(Task inputs begins)
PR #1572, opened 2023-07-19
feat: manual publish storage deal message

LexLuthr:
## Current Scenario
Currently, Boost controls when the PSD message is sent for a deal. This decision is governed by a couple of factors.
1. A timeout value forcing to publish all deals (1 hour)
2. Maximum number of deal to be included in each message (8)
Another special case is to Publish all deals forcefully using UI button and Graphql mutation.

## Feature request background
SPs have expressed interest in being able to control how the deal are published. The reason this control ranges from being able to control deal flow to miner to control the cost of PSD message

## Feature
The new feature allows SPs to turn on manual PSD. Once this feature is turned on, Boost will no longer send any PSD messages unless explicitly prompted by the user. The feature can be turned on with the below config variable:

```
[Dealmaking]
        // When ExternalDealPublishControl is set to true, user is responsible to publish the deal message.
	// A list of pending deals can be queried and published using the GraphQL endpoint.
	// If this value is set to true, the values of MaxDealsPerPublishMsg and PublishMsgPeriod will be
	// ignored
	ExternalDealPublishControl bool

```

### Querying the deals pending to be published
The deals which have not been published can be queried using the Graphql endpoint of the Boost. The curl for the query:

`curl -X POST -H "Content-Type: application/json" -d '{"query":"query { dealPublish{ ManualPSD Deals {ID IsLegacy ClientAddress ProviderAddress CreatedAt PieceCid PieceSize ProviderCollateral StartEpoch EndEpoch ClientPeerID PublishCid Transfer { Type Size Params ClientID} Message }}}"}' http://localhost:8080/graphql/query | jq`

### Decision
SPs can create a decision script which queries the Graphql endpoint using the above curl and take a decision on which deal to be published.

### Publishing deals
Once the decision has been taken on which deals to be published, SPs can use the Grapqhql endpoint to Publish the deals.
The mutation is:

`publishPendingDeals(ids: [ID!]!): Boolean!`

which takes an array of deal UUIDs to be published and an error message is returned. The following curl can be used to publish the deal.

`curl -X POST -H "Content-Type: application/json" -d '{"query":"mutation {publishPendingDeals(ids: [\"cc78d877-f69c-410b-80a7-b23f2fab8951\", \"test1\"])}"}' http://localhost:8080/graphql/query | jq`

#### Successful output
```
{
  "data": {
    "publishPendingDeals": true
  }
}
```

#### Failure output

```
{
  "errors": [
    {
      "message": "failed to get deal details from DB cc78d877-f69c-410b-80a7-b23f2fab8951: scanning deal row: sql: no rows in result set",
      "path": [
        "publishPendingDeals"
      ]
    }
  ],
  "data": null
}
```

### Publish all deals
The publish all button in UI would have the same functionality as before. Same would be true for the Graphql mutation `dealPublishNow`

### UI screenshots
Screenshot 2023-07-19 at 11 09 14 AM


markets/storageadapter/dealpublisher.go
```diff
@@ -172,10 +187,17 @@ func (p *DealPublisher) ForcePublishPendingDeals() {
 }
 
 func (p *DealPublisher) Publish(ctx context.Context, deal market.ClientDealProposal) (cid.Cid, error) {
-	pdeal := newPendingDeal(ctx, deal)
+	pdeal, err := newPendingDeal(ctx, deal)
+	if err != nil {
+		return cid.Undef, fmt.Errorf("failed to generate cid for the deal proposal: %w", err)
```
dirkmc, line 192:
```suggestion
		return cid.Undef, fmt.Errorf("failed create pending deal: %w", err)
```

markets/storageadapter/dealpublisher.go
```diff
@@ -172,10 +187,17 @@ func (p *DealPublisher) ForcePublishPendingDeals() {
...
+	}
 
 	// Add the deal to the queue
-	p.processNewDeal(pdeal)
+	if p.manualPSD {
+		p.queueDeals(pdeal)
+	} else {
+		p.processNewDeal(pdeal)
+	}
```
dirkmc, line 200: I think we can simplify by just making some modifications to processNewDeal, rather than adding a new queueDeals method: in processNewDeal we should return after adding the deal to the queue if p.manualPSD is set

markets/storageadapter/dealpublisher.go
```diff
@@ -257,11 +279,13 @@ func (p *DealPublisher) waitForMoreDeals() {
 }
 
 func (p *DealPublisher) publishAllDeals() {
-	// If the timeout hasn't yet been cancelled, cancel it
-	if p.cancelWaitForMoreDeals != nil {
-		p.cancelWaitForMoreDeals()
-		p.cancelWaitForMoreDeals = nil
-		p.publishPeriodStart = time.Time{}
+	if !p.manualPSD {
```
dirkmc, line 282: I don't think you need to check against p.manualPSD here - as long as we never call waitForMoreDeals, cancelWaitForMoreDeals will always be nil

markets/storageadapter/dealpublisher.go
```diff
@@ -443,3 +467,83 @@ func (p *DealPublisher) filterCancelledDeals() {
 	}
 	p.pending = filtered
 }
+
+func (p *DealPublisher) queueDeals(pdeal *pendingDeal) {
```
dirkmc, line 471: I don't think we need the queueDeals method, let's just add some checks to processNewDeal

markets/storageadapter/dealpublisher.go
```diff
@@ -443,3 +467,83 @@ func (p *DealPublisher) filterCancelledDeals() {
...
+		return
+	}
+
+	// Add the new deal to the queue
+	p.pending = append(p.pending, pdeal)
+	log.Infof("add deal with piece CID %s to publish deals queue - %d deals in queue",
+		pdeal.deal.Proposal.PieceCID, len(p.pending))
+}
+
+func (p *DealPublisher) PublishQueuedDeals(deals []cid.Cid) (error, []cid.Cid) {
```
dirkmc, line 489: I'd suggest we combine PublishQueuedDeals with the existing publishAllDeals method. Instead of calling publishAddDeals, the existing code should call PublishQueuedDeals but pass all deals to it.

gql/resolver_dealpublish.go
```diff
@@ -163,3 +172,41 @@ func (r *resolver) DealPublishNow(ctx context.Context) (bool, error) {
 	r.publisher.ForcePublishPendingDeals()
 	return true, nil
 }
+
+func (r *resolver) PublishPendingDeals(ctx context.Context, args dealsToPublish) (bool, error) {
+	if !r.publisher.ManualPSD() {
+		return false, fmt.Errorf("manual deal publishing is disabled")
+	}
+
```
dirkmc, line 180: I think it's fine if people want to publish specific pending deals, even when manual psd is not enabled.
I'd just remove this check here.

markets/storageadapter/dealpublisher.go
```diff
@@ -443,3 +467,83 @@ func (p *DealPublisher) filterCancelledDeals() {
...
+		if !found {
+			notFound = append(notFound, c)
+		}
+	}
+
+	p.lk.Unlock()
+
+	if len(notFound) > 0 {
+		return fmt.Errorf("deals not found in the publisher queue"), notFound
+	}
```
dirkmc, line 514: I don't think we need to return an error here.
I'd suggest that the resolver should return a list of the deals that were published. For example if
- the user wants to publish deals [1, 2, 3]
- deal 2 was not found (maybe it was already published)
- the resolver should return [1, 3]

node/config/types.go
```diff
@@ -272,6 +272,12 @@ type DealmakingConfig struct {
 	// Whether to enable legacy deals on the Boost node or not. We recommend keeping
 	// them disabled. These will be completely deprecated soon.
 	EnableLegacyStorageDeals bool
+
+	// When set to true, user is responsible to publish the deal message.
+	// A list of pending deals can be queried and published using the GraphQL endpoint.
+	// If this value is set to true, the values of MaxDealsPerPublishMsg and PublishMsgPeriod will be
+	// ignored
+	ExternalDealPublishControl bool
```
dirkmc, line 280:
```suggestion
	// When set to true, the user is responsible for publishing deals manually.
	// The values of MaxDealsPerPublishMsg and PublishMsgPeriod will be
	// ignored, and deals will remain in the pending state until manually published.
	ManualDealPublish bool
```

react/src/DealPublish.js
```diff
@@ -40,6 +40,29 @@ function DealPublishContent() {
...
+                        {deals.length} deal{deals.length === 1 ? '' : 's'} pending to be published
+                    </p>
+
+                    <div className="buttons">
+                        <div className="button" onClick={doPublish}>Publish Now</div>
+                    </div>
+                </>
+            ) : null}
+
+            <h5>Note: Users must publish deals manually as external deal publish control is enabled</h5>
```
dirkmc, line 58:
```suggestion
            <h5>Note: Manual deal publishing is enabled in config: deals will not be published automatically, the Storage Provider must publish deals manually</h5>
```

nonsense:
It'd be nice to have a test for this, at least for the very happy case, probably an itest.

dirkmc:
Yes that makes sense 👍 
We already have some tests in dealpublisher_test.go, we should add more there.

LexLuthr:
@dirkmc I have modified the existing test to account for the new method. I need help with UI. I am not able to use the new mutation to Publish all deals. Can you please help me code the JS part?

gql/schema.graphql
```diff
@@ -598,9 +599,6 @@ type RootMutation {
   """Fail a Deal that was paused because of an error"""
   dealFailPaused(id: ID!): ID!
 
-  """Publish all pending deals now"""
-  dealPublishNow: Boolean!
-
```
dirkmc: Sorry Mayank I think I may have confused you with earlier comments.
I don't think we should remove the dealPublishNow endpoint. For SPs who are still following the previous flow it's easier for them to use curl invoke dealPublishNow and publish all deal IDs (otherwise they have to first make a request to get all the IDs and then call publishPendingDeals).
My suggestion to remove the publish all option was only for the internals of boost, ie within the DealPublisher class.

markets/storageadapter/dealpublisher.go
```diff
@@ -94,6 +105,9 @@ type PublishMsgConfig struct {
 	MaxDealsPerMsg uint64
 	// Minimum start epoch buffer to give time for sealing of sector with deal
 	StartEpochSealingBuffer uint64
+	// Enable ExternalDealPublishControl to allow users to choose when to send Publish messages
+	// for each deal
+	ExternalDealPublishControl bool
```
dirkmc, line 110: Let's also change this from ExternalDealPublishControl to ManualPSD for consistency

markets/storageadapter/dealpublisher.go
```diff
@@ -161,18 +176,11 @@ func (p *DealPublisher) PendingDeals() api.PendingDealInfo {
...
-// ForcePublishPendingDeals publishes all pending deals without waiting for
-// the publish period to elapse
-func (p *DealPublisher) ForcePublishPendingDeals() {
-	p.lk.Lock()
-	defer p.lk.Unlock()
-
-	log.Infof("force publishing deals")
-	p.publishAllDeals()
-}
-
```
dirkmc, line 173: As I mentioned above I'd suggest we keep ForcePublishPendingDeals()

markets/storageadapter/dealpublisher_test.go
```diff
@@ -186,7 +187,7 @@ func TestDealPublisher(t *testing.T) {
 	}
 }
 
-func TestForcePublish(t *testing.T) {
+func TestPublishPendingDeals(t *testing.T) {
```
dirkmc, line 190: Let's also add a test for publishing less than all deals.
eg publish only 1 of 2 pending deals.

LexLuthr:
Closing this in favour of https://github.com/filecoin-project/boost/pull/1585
(Task inputs ends)
Give only the number of lines in the entries above that contain the string "ignored".

# Response:
3